The task: The data below calls for an exact copy.

Study material:
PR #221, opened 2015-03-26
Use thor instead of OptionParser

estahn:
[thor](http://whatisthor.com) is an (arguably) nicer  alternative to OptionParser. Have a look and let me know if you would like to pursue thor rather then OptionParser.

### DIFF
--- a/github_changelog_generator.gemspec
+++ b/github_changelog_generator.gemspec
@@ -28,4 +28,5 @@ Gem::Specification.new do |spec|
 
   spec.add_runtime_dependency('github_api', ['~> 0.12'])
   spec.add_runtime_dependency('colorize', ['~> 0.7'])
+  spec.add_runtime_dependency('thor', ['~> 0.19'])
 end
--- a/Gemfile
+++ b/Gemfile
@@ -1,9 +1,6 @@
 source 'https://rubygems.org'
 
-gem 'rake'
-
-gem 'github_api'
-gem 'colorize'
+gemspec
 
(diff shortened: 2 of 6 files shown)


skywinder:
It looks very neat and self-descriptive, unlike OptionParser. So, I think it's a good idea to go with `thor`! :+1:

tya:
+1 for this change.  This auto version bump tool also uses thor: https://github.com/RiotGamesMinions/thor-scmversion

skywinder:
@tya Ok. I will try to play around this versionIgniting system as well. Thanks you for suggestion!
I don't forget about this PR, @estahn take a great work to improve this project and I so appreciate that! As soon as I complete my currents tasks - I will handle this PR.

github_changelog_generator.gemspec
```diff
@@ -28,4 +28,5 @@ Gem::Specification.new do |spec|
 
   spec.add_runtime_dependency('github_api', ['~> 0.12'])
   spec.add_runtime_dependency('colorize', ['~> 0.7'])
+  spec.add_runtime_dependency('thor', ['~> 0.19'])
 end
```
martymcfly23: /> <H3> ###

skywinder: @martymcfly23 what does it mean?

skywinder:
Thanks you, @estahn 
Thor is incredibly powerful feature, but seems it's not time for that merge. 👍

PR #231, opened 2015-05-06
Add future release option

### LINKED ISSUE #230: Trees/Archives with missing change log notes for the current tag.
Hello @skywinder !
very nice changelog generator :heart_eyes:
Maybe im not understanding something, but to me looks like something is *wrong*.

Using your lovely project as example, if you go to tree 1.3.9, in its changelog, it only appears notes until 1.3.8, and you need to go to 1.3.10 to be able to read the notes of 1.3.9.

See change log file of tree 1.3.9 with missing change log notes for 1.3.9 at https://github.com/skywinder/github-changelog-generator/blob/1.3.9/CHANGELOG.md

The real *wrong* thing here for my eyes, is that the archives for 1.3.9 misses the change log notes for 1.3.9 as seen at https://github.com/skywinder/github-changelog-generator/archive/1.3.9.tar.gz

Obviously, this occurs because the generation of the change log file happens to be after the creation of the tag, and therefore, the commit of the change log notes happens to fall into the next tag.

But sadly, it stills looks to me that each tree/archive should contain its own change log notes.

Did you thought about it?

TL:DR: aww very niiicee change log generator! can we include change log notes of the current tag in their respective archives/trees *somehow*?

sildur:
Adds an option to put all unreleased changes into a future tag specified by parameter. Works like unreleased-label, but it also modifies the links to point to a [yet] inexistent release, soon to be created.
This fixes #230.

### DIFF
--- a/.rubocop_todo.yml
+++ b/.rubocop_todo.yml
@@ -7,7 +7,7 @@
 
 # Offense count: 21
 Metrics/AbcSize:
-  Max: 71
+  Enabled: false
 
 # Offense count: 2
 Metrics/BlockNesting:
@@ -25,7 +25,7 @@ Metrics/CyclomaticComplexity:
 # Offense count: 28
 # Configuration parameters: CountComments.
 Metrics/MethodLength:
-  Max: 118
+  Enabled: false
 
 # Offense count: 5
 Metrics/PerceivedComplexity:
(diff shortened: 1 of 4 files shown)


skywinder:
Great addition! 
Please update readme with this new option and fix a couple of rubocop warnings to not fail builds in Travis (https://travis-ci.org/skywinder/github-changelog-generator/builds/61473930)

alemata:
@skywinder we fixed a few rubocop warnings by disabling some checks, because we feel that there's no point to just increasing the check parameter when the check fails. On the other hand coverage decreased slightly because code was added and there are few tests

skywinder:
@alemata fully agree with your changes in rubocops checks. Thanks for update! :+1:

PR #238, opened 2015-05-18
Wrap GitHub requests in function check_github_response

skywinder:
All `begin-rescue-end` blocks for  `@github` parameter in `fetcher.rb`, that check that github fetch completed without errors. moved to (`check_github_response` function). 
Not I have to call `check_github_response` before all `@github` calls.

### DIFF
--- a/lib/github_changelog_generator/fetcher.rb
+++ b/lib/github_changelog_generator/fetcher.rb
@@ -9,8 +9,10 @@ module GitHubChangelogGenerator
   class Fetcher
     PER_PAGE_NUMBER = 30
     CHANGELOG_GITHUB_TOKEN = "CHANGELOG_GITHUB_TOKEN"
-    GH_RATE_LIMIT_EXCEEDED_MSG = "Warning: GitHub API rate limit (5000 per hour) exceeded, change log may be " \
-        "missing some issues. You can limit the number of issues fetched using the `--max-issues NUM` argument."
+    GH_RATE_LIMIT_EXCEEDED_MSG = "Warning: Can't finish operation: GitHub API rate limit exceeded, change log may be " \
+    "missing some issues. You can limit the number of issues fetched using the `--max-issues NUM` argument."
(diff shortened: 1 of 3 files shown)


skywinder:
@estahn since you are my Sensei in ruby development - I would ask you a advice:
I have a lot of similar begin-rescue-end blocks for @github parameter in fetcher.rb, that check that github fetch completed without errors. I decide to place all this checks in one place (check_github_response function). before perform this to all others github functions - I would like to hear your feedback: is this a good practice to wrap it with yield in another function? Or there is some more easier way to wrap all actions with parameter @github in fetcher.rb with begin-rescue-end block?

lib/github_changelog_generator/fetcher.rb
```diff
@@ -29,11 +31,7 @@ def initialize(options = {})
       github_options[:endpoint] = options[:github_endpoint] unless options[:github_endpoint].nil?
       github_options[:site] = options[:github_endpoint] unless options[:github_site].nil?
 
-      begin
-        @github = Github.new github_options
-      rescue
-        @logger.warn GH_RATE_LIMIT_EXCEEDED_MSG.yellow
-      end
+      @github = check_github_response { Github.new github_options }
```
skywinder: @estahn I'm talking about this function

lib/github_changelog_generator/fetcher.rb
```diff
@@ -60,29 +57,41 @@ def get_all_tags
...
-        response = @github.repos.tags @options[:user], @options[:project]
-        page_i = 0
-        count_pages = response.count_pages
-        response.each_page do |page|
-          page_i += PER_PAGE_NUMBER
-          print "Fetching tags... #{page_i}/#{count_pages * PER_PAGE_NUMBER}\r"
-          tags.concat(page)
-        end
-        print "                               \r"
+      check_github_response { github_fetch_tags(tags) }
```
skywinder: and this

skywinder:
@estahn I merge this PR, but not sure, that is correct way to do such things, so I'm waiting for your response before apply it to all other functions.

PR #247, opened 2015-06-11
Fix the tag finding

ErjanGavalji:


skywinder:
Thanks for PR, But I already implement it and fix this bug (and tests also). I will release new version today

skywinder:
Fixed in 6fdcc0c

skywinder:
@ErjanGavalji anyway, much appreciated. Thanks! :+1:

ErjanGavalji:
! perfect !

Written answer:
PR #221, opened 2015-03-26
Use thor instead of OptionParser

estahn:
[thor](http://whatisthor.com) is an (arguably) nicer  alternative to OptionParser. Have a look and let me know if you would like to pursue thor rather then OptionParser.

### DIFF
--- a/github_changelog_generator.gemspec
+++ b/github_changelog_generator.gemspec
@@ -28,4 +28,5 @@ Gem::Specification.new do |spec|
 
   spec.add_runtime_dependency('github_api', ['~> 0.12'])
   spec.add_runtime_dependency('colorize', ['~> 0.7'])
+  spec.add_runtime_dependency('thor', ['~> 0.19'])
 end
--- a/Gemfile
+++ b/Gemfile
@@ -1,9 +1,6 @@
 source 'https://rubygems.org'
 
-gem 'rake'
-
-gem 'github_api'
-gem 'colorize'
+gemspec
 
(diff shortened: 2 of 6 files shown)


skywinder:
It looks very neat and self-descriptive, unlike OptionParser. So, I think it's a good idea to go with `thor`! :+1:

tya:
+1 for this change.  This auto version bump tool also uses thor: https://github.com/RiotGamesMinions/thor-scmversion

skywinder:
@tya Ok. I will try to play around this versionIgniting system as well. Thanks you for suggestion!
I don't forget about this PR, @estahn take a great work to improve this project and I so appreciate that! As soon as I complete my currents tasks - I will handle this PR.

github_changelog_generator.gemspec
```diff
@@ -28,4 +28,5 @@ Gem::Specification.new do |spec|
 
   spec.add_runtime_dependency('github_api', ['~> 0.12'])
   spec.add_runtime_dependency('colorize', ['~> 0.7'])
+  spec.add_runtime_dependency('thor', ['~> 0.19'])
 end
```
martymcfly23: /> <H3> ###

skywinder: @martymcfly23 what does it mean?

skywinder:
Thanks you, @estahn 
Thor is incredibly powerful feature, but seems it's not time for that merge. 👍

PR #231, opened 2015-05-06
Add future release option

### LINKED ISSUE #230: Trees/Archives with missing change log notes for the current tag.
Hello @skywinder !
very nice changelog generator :heart_eyes:
Maybe im not understanding something, but to me looks like something is *wrong*.

Using your lovely project as example, if you go to tree 1.3.9, in its changelog, it only appears notes until 1.3.8, and you need to go to 1.3.10 to be able to read the notes of 1.3.9.

See change log file of tree 1.3.9 with missing change log notes for 1.3.9 at https://github.com/skywinder/github-changelog-generator/blob/1.3.9/CHANGELOG.md

The real *wrong* thing here for my eyes, is that the archives for 1.3.9 misses the change log notes for 1.3.9 as seen at https://github.com/skywinder/github-changelog-generator/archive/1.3.9.tar.gz

Obviously, this occurs because the generation of the change log file happens to be after the creation of the tag, and therefore, the commit of the change log notes happens to fall into the next tag.

But sadly, it stills looks to me that each tree/archive should contain its own change log notes.

Did you thought about it?

TL:DR: aww very niiicee change log generator! can we include change log notes of the current tag in their respective archives/trees *somehow*?

sildur:
Adds an option to put all unreleased changes into a future tag specified by parameter. Works like unreleased-label, but it also modifies the links to point to a [yet] inexistent release, soon to be created.
This fixes #230.

### DIFF
--- a/.rubocop_todo.yml
+++ b/.rubocop_todo.yml
@@ -7,7 +7,7 @@
 
 # Offense count: 21
 Metrics/AbcSize:
-  Max: 71
+  Enabled: false
 
 # Offense count: 2
 Metrics/BlockNesting:
@@ -25,7 +25,7 @@ Metrics/CyclomaticComplexity:
 # Offense count: 28
 # Configuration parameters: CountComments.
 Metrics/MethodLength:
-  Max: 118
+  Enabled: false
 
 # Offense count: 5
 Metrics/PerceivedComplexity:
(diff shortened: 1 of 4 files shown)


skywinder:
Great addition! 
Please update readme with this new option and fix a couple of rubocop warnings to not fail builds in Travis (https://travis-ci.org/skywinder/github-changelog-generator/builds/61473930)

alemata:
@skywinder we fixed a few rubocop warnings by disabling some checks, because we feel that there's no point to just increasing the check parameter when the check fails. On the other hand coverage decreased slightly because code was added and there are few tests

skywinder:
@alemata fully agree with your changes in rubocops checks. Thanks for update! :+1:

PR #238, opened 2015-05-18
Wrap GitHub requests in function check_github_response

skywinder:
All `begin-rescue-end` blocks for  `@github` parameter in `fetcher.rb`, that check that github fetch completed without errors. moved to (`check_github_response` function). 
Not I have to call `check_github_response` before all `@github` calls.

### DIFF
--- a/lib/github_changelog_generator/fetcher.rb
+++ b/lib/github_changelog_generator/fetcher.rb
@@ -9,8 +9,10 @@ module GitHubChangelogGenerator
   class Fetcher
     PER_PAGE_NUMBER = 30
     CHANGELOG_GITHUB_TOKEN = "CHANGELOG_GITHUB_TOKEN"
-    GH_RATE_LIMIT_EXCEEDED_MSG = "Warning: GitHub API rate limit (5000 per hour) exceeded, change log may be " \
-        "missing some issues. You can limit the number of issues fetched using the `--max-issues NUM` argument."
+    GH_RATE_LIMIT_EXCEEDED_MSG = "Warning: Can't finish operation: GitHub API rate limit exceeded, change log may be " \
+    "missing some issues. You can limit the number of issues fetched using the `--max-issues NUM` argument."
(diff shortened: 1 of 3 files shown)


skywinder:
@estahn since you are my Sensei in ruby development - I would ask you a advice:
I have a lot of similar begin-rescue-end blocks for @github parameter in fetcher.rb, that check that github fetch completed without errors. I decide to place all this checks in one place (check_github_response function). before perform this to all others github functions - I would like to hear your feedback: is this a good practice to wrap it with yield in another function? Or there is some more easier way to wrap all actions with parameter @github in fetcher.rb with begin-rescue-end block?

lib/github_changelog_generator/fetcher.rb
```diff
@@ -29,11 +31,7 @@ def initialize(options = {})
       github_options[:endpoint] = options[:github_endpoint] unless options[:github_endpoint].nil?
       github_options[:site] = options[:github_endpoint] unless options[:github_site].nil?
 
-      begin
-        @github = Github.new github_options
-      rescue
-        @logger.warn GH_RATE_LIMIT_EXCEEDED_MSG.yellow
-      end
+      @github = check_github_response { Github.new github_options }
```
skywinder: @estahn I'm talking about this function

lib/github_changelog_generator/fetcher.rb
```diff
@@ -60,29 +57,41 @@ def get_all_tags
...
-        response = @github.repos.tags @options[:user], @options[:project]
-        page_i = 0
-        count_pages = response.count_pages
-        response.each_page do |page|
-          page_i += PER_PAGE_NUMBER
-          print "Fetching tags... #{page_i}/#{count_pages * PER_PAGE_NUMBER}\r"
-          tags.concat(page)
-        end
-        print "                               \r"
+      check_github_response { github_fetch_tags(tags) }
```
skywinder: and this

skywinder:
@estahn I merge this PR, but not sure, that is correct way to do such things, so I'm waiting for your response before apply it to all other functions.

PR #247, opened 2015-06-11
Fix the tag finding

ErjanGavalji:


skywinder:
Thanks for PR, But I already implement it and fix this bug (and tests also). I will release new version today

skywinder:
Fixed in 6fdcc0c

skywinder:
@ErjanGavalji anyway, much appreciated. Thanks! :+1:

ErjanGavalji:
! perfect !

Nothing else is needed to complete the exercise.